Label

Sabtu, 27 Juni 2015

Pelepasan KKN UNY Semester Khusus 2015






Jumat  pagi (26/06), sekitar 4000 mahasiswa UNY 2015 memadati GOR UNY untuk mengikuti upacara pelepasan KKN  semester khusus. Kuliah Kerja Nyata (KKN) adalah bagian dari sistem pendidikan tinggi yang menempatkan mahasiswa di luar kampus agar mahasiswa hidup ditengah-tengah masyarakat. Menurut data yang diberikan oleh Agus selaku Subag Informasi LPPM, “Tahun ini ada sekitar seribu satu mahasiswa  untuk yang  KKN shif dua , dan tigaribu sekian untuk yang shif satu di bulan Ramadhan”. Meskipun acara pelepasan  KKN shift 1 dan shift 2 diadakan bulan Ramadhan, namun tak ada kendala dalam teknis acara pelepasan KKN semester khusus ini.
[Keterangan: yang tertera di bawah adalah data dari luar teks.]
PR #736, opened 2022-05-14
Tag and Actor count performance improvements

toshski:
Changed logic to return counts from the database using a group by query, rather than return scenes and them counting the scenes in code.
Counting Tags and Actors was taking approximately 5 mins on my system (27K scenes), this was quite frustrating when testing an issue with a scrapping and doing a lot of scraps.  But 5 mins at the end of a scrap is probably not a problem for most with normal usage, making this a nice to have change (it ain't broke). However given a drop from 5 minutes to a couple of seconds, may still be worth considering.

### DIFF
--- a/pkg/tasks/content.go
+++ b/pkg/tasks/content.go
@@ -352,27 +352,33 @@ func CountTags() {
 	var tags []models.Tag
 	db.Model(&models.Tag{}).Find(&tags)
 
-	for i := range tags {
-		var scenes []models.Scene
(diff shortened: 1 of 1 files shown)


crwxaj:
Good work, but this also counts tags and actors of deleted scenes. Deleted scenes remain in the database with a deleted_at field, that is NOT NULL.
Also, I don't think you need to group by id and count, the tag id should be enough.

toshski:
I'm use to MS Sql where not including count field would fail
Thanks for fixing the deleted records been included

Drs. Hiryanto, M.Si  selaku Dosen Pembimbing Lapangan dari daerah Kabupaten Gunung Kidul mengatakan bahwa semua berjalan lancar, “Hanya saja mahasiswanya banyak sekali yang datang telat kesiangan”.
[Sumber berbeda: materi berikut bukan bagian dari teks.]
PR #737, opened 2022-05-14
Create separate searchable fields for id, title, cast, site & description

toshski:
The current search process concatenates the scene-id, title, synopsis, cast and site into one field that is indexed so any of that information can be used for the basis of searches.
The change creates separate index fields for id, title, cast, site & description for indexing rather than a single one.  All separate fields are still searched by default, so you still get the same search results if you search for the same string as  you do now.
However, by splitting the fields into separate indexable fields, allows the opportunity specify which field you expect the search in in your query string and it will boost the score value for scenes where it matches that field. 
eg, with my data, searching for “Mommy Time”, it comes in at the 12th entry way down the quick find list and on page 3 when using the file match search.  Using the search in file matching, I can see the score for the scene is 66.91 both before and after my change.  However, by changing my search to “Title: Mommy Time” the scene I wanted jumps to the top with a score 591.33.  Note: it does not appear to stop searching of other fields, it just boasts the score if it matches the score if the field specified matches.
I still usually just search like now without specifying specific fields to boost, as the current search usually gets me what I want in the first couple of result over 90% of the time.  However, if I don’t get want I want, it has proved very valuable.
You can also specify multiple fields, eg “Title: Mommy Time Site:virtualtaboo Cast: Vittoria Dolce”
Impact on index space is fairly small, for 27k scenes I went from 89mb to 92mb

### DIFF
--- a/package.json
+++ b/package.json
@@ -12,8 +12,8 @@
     "dev:ui": "cd ui && vue-cli-service build --watch --silent"
   },
   "dependencies": {
-    "@fortawesome/fontawesome-free": "5.15.3",
-    "@fortawesome/fontawesome-svg-core": "1.2.35",
+    "@fortawesome/fontawesome-free": "5.15.4",
+    "@fortawesome/fontawesome-svg-core": "1.2.36",
     "@mdi/font": "5.9.55",
     "buefy": "0.9.4",
     "bulma-extensions": "6.2.7",
--- a/package.json
+++ b/package.json
@@ -15,7 +15,7 @@
     "@fortawesome/fontawesome-free": "5.15.4",
     "@fortawesome/fontawesome-svg-core": "1.2.36",
     "@mdi/font": "5.9.55",
-    "buefy": "0.9.4",
+    "buefy": "0.9.20",
     "bulma-extensions": "6.2.7",
     "date-fns": "2.16.1",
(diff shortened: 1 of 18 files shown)


crwxaj:
Does this work on the fly or do we need to migrate the search index somehow?

toshski:
Good point, I'll do some checks and see if it just works but I suspect I'll need to work out how to migrate it

toshski:
The indexes don't migrate. Searches do continue to work with the exact results they use to, very surprised given they are indexed under the field "fulltext" which is no longer referenced.  The indexes do still have to be re-indexed though,  if someone uses a new prefix, "titile:" etc, then I expect new scenes will be boosted up which are indexed under the new fields and old scenes will actually get pushed down.  
I tested a  change to migrate the indexes. It uses the data migrations in migrations.go,  I realize that is normally intended for data, but it seems to work fine.  If your happy with that approach I can commit it.

crwxaj:
could you please update the PR based on the new release version, so I can merge it for the next release.

toshski:
Sorry, I think I've mucked something up in my environment. I might close this PR, sort my environment and resubmit as a new clean PR

toshski:
Replaced by PR 760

Acara pelepasan yang dimulai dengan menyanyikan lagu Indonesia Raya ini antusias diikuti oleh mahasiswa yang terbagi menjadi beberapa wilayah seperti Kabupaten Gunung Kidul, Kabupaten Magelang, Kabupaten Klaten, Kota Yogyakarta, Kabupaten Kulon Progo, dan Kabupaten Bantul. “Selain bertemakan Posdaya (Pos Pemberdayaan Keluarga-red), khusus untuk daerah Bantul ditempatkan di daerah wisata seperti Parangtritis,Imogiri,dll. Diharapkan mahasiswa yang mendapat jatah di wilayah ini bisa memaksimalkan potensi wisata dan membuat profil tentang desa wisata ini” terang Drs. Hiryanto, M.Si.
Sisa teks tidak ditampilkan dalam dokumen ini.